[Saved entries]
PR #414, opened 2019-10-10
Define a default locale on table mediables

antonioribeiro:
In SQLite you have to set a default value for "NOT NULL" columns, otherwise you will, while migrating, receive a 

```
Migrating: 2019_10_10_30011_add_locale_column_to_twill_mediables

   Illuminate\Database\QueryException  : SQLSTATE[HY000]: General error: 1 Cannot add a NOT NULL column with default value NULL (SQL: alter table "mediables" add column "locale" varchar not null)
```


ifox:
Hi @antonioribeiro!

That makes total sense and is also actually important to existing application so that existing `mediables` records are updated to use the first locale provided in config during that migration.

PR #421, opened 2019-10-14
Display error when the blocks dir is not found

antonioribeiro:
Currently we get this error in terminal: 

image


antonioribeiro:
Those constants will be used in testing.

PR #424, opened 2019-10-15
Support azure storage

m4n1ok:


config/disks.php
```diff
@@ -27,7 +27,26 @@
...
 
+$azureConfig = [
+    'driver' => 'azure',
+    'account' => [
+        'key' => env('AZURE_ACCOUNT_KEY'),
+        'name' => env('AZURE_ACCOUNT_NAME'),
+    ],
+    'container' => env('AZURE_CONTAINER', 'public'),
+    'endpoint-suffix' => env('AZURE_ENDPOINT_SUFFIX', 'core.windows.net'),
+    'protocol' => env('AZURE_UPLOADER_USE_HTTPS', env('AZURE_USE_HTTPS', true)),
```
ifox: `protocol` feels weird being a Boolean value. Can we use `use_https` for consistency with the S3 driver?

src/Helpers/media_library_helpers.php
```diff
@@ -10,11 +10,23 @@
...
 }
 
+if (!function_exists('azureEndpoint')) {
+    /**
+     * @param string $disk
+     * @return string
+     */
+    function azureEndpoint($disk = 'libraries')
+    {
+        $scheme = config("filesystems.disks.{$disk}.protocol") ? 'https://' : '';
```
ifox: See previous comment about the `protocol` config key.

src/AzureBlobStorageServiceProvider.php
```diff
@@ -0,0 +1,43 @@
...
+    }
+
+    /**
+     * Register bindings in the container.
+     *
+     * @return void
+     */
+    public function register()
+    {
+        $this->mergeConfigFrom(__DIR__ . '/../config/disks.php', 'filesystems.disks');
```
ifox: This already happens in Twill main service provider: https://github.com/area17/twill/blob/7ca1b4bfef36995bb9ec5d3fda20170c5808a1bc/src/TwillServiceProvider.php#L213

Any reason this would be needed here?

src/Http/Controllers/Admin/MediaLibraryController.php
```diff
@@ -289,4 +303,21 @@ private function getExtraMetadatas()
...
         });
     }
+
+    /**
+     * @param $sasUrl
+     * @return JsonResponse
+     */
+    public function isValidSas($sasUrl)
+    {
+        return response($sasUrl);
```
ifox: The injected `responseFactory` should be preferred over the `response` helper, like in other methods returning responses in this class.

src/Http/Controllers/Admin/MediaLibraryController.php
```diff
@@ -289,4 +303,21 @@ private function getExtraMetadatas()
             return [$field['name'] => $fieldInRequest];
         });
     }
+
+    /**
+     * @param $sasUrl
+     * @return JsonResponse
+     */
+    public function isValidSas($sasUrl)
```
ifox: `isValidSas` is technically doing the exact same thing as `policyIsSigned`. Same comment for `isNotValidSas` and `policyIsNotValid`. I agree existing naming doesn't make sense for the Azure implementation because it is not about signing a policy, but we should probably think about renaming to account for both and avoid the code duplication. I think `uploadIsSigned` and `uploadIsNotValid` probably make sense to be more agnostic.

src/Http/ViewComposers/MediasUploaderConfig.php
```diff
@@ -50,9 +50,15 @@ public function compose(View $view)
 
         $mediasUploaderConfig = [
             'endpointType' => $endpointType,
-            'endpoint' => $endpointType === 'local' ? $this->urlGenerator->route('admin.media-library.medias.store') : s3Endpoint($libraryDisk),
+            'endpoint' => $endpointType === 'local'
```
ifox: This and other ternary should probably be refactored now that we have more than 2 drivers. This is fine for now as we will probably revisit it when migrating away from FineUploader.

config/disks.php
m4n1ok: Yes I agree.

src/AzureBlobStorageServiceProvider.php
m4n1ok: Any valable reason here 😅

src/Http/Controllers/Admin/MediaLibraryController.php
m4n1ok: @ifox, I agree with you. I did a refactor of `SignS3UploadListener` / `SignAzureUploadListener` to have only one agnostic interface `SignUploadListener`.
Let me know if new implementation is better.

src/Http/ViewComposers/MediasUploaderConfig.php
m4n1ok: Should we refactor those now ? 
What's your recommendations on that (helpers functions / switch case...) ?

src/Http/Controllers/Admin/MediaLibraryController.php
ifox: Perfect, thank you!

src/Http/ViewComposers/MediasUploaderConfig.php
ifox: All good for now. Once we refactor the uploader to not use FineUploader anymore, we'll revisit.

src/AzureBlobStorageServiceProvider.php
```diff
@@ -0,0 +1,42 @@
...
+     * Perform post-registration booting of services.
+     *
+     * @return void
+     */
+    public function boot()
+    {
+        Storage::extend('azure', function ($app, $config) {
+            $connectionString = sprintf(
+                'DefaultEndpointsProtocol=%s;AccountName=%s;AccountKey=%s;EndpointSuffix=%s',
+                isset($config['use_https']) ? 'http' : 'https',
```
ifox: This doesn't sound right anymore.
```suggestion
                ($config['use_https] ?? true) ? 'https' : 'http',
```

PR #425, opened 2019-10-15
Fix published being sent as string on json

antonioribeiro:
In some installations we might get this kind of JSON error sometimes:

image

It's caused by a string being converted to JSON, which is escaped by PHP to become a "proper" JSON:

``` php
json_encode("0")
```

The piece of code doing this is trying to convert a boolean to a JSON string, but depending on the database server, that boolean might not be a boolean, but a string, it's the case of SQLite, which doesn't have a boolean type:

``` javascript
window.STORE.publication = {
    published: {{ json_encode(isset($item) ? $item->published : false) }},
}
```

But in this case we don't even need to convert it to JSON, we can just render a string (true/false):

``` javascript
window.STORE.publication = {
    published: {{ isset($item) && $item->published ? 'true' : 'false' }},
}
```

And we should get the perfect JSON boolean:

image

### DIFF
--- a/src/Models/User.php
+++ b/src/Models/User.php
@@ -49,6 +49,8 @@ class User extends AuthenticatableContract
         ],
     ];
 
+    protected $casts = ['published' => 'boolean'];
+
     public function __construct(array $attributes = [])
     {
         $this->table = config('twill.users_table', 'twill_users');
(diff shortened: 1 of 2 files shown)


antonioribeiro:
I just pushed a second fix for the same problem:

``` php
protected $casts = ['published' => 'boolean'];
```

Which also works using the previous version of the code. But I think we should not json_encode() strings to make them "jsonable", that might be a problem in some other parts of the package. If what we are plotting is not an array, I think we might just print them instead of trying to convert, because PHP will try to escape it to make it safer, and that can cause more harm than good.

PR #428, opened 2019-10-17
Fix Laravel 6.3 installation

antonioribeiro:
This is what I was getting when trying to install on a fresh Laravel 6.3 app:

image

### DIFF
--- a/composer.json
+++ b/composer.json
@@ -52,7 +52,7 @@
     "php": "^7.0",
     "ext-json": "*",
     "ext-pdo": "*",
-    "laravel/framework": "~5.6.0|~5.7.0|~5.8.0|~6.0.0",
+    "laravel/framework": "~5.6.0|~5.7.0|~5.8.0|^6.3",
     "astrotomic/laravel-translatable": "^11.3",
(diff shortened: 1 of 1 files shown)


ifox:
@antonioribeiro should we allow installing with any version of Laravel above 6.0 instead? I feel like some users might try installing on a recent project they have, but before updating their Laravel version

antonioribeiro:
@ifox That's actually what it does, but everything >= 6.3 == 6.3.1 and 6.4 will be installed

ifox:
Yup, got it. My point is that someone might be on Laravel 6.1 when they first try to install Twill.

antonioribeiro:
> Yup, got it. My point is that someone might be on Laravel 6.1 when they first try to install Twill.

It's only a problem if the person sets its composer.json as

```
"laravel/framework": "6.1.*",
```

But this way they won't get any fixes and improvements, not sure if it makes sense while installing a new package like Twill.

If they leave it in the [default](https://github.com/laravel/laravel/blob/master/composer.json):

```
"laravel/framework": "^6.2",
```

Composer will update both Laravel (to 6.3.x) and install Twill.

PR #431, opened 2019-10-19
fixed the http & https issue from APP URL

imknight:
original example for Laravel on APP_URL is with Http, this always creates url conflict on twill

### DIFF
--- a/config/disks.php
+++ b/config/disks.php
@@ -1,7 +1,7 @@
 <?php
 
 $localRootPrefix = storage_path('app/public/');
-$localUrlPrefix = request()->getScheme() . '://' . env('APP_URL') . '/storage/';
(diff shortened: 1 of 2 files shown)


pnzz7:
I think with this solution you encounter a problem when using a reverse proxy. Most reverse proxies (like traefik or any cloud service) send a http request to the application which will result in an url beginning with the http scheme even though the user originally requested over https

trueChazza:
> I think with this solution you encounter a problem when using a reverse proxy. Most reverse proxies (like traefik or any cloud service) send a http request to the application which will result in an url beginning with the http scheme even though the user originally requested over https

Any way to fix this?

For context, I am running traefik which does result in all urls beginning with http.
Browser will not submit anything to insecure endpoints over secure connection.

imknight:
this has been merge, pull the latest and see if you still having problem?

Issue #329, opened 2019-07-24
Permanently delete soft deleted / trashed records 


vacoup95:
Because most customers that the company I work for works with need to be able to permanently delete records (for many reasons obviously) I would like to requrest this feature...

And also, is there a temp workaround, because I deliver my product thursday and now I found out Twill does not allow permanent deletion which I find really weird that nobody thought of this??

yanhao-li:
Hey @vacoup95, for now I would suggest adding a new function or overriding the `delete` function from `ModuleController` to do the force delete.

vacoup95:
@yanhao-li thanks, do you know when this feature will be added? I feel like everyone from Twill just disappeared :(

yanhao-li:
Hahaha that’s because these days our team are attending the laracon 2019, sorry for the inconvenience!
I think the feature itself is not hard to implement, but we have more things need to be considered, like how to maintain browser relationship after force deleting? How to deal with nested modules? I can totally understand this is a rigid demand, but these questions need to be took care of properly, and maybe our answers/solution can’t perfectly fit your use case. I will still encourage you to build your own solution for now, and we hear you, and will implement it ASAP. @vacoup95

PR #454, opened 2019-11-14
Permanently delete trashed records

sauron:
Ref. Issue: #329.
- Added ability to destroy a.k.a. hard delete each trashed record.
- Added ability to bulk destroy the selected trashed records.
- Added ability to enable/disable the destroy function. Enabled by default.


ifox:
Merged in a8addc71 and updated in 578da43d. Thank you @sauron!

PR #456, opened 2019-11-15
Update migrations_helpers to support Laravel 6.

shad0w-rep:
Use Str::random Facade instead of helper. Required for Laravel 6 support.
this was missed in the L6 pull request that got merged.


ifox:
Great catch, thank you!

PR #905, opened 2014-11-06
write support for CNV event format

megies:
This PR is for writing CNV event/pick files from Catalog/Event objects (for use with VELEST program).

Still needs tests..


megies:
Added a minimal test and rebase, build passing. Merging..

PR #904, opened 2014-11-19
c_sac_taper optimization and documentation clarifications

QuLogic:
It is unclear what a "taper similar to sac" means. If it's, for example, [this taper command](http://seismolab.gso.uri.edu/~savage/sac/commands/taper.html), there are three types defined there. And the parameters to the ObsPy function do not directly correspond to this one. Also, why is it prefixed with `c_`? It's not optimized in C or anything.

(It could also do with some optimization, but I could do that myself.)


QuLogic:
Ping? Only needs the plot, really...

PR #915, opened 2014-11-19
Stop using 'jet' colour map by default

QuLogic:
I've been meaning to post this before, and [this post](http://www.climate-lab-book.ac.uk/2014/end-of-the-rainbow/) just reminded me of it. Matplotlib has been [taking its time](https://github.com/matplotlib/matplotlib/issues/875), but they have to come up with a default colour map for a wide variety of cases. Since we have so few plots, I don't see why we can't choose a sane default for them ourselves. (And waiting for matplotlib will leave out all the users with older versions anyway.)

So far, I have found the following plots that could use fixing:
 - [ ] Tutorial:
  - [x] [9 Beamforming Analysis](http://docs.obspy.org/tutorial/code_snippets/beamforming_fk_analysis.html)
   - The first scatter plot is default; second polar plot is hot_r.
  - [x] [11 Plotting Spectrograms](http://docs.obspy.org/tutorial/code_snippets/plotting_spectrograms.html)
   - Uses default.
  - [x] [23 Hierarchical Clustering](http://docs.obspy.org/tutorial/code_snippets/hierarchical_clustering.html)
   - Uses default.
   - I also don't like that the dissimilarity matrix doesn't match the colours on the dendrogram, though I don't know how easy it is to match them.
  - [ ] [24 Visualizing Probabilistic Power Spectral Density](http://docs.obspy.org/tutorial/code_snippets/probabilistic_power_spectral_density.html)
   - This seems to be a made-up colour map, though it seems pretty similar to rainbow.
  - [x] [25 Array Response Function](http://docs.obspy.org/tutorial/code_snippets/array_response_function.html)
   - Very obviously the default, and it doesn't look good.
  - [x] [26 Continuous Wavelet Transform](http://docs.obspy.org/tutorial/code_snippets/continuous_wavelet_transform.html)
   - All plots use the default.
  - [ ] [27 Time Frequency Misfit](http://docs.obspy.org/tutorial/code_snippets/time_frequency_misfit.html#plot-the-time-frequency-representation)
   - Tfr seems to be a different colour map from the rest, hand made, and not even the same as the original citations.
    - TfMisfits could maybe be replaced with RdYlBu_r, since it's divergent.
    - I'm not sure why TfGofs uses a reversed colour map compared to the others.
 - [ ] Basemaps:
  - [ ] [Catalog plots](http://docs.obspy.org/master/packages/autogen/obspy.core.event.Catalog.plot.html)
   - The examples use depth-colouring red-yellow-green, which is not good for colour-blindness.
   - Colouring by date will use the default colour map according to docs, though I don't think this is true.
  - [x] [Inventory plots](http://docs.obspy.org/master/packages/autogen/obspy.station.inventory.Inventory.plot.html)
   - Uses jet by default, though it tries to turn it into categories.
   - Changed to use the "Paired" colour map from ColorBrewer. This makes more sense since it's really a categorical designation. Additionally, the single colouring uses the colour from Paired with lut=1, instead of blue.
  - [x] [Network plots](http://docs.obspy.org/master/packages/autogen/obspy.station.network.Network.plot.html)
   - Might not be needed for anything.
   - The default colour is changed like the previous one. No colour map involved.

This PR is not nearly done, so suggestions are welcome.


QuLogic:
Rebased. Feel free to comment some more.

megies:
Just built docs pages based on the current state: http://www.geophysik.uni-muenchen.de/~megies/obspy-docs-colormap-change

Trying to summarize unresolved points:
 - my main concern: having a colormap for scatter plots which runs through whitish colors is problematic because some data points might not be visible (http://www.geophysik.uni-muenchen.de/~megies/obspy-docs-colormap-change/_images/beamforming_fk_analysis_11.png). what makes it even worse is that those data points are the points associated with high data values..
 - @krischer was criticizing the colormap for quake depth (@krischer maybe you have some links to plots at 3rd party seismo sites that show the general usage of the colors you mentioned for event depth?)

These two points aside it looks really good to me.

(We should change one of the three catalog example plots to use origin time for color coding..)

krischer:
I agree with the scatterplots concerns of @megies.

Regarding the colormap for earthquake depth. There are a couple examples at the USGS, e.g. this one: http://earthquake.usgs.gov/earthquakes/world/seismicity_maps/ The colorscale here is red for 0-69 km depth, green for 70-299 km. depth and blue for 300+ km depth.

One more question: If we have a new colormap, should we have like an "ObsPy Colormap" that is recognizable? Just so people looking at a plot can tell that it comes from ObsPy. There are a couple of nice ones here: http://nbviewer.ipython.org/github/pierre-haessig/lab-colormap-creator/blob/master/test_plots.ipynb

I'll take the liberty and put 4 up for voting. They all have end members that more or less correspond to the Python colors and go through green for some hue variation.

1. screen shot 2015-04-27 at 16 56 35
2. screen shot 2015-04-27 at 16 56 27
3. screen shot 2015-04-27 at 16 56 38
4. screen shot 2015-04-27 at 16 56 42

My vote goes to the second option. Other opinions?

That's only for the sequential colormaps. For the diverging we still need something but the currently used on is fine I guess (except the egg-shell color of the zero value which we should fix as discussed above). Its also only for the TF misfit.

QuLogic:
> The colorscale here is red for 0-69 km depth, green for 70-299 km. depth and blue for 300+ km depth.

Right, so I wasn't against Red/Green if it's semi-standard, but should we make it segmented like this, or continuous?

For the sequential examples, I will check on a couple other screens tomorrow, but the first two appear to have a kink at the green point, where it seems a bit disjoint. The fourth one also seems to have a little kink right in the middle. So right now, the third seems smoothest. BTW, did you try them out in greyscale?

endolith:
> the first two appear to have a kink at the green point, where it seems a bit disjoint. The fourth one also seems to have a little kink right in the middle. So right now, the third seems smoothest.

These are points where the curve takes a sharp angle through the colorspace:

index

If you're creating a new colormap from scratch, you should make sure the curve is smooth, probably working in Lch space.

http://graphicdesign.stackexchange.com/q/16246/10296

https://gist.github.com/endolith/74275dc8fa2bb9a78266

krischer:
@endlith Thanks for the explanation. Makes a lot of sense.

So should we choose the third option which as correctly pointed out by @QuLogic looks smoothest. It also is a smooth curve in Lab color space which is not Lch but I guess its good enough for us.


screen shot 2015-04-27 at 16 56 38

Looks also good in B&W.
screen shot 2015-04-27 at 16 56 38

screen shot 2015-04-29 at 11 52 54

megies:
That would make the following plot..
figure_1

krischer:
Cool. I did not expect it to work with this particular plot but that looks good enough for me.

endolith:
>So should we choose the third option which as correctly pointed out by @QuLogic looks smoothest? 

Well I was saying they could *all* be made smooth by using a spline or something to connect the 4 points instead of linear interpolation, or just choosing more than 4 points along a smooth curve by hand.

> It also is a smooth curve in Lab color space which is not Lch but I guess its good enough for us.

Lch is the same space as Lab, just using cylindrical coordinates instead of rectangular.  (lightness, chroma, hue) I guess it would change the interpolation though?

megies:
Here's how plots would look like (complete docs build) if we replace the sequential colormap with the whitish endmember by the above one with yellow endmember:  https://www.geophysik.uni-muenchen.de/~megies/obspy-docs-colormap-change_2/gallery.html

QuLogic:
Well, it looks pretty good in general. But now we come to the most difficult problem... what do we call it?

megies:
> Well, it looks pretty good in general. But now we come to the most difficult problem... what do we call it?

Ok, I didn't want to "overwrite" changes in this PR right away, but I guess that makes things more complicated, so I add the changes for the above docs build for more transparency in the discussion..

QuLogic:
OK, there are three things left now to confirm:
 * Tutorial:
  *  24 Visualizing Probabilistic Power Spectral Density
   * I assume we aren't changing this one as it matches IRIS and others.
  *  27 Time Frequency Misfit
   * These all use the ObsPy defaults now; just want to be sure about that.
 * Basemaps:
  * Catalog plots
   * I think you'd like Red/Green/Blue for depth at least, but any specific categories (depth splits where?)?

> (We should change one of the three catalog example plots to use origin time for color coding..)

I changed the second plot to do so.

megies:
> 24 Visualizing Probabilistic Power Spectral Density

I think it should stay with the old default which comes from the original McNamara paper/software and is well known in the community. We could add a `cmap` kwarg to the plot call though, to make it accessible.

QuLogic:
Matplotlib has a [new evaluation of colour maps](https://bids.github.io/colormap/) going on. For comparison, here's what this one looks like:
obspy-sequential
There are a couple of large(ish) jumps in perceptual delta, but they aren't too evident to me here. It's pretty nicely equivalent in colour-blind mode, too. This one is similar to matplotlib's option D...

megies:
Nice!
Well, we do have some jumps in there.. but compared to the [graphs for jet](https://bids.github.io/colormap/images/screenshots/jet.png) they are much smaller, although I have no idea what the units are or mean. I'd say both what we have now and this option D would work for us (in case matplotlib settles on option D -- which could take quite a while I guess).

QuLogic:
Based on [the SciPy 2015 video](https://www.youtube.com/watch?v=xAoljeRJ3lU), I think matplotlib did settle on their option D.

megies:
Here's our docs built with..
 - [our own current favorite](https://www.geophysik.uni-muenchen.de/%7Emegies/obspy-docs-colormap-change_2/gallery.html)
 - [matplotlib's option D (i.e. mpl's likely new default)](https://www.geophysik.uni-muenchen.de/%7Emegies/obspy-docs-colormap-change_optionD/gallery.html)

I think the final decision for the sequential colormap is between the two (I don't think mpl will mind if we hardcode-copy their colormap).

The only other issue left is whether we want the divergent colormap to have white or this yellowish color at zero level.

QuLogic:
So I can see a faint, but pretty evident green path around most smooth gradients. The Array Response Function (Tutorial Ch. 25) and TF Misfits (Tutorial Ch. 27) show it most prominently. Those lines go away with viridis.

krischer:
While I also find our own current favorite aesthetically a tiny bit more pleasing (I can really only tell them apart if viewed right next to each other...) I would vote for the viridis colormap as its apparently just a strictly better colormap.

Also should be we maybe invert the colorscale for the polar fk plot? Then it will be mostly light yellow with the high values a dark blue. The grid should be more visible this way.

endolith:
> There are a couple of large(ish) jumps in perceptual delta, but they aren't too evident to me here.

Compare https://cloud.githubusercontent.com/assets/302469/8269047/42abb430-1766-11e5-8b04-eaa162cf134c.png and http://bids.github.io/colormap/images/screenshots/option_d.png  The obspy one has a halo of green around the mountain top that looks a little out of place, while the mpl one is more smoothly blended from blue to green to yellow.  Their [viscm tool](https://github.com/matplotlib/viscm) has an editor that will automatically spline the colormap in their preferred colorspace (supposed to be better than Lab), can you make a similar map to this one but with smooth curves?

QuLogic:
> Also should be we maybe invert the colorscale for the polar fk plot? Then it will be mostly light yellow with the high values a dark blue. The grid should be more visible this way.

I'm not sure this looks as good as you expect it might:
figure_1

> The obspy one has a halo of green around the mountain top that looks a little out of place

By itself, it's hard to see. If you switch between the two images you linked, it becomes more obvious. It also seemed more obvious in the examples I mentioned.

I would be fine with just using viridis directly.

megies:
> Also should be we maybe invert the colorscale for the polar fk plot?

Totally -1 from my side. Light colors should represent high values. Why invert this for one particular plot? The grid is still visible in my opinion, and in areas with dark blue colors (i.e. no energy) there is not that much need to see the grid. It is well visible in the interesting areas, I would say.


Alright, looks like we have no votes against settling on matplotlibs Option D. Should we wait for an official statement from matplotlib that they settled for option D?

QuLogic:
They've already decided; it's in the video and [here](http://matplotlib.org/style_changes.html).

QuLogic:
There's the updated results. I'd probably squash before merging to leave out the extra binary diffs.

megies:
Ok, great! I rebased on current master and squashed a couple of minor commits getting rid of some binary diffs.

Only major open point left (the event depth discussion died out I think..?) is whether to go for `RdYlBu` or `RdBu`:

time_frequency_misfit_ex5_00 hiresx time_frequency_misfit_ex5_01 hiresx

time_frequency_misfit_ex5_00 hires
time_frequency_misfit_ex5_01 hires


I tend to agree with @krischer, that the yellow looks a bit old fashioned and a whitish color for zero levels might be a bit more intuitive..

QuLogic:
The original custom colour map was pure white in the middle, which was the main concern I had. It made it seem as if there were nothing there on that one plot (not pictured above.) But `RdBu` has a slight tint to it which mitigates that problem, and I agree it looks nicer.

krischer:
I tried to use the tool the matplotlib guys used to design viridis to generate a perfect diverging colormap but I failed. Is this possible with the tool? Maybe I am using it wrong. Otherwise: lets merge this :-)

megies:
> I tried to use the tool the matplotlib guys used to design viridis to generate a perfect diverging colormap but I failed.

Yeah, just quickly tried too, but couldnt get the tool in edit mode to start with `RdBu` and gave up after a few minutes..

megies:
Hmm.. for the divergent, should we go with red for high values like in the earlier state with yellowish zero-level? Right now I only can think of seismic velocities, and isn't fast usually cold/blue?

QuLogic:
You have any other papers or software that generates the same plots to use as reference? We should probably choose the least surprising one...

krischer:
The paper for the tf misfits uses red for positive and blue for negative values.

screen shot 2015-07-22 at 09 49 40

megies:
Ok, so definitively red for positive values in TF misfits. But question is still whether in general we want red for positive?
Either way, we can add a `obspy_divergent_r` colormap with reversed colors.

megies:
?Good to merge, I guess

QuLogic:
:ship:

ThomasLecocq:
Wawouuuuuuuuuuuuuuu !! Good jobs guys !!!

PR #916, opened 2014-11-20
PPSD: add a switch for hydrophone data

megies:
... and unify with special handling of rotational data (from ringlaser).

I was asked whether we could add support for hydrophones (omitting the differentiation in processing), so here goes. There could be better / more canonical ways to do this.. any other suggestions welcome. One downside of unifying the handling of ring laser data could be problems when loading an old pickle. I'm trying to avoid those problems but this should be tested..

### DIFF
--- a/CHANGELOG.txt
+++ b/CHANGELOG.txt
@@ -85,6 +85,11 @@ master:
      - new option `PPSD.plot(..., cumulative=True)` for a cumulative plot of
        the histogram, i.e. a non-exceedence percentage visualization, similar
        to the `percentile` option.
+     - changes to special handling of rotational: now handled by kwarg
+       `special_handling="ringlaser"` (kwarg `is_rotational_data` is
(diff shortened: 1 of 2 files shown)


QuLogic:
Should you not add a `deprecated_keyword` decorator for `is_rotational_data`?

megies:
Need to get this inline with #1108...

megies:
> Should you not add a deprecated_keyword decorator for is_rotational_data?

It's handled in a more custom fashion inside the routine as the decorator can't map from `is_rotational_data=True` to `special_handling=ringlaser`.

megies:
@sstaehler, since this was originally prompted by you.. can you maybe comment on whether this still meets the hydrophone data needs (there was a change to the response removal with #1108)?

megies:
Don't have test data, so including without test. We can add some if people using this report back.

● ACTIVITY: With the line that has "IRIS and others." as the first and the line that has "I think the final" as the last, repeat exactly that run of lines above and no more.

● TASK RESULT:
   * I assume we aren't changing this one as it matches IRIS and others.
  *  27 Time Frequency Misfit
   * These all use the ObsPy defaults now; just want to be sure about that.
 * Basemaps:
  * Catalog plots
   * I think you'd like Red/Green/Blue for depth at least, but any specific categories (depth splits where?)?

> (We should change one of the three catalog example plots to use origin time for color coding..)

I changed the second plot to do so.

megies:
> 24 Visualizing Probabilistic Power Spectral Density

I think it should stay with the old default which comes from the original McNamara paper/software and is well known in the community. We could add a `cmap` kwarg to the plot call though, to make it accessible.

QuLogic:
Matplotlib has a [new evaluation of colour maps](https://bids.github.io/colormap/) going on. For comparison, here's what this one looks like:
obspy-sequential
There are a couple of large(ish) jumps in perceptual delta, but they aren't too evident to me here. It's pretty nicely equivalent in colour-blind mode, too. This one is similar to matplotlib's option D...

megies:
Nice!
Well, we do have some jumps in there.. but compared to the [graphs for jet](https://bids.github.io/colormap/images/screenshots/jet.png) they are much smaller, although I have no idea what the units are or mean. I'd say both what we have now and this option D would work for us (in case matplotlib settles on option D -- which could take quite a while I guess).

QuLogic:
Based on [the SciPy 2015 video](https://www.youtube.com/watch?v=xAoljeRJ3lU), I think matplotlib did settle on their option D.

megies:
Here's our docs built with..
 - [our own current favorite](https://www.geophysik.uni-muenchen.de/%7Emegies/obspy-docs-colormap-change_2/gallery.html)
 - [matplotlib's option D (i.e. mpl's likely new default)](https://www.geophysik.uni-muenchen.de/%7Emegies/obspy-docs-colormap-change_optionD/gallery.html)

I think the final decision for the sequential colormap is between the two (I don't think mpl will mind if we hardcode-copy their colormap).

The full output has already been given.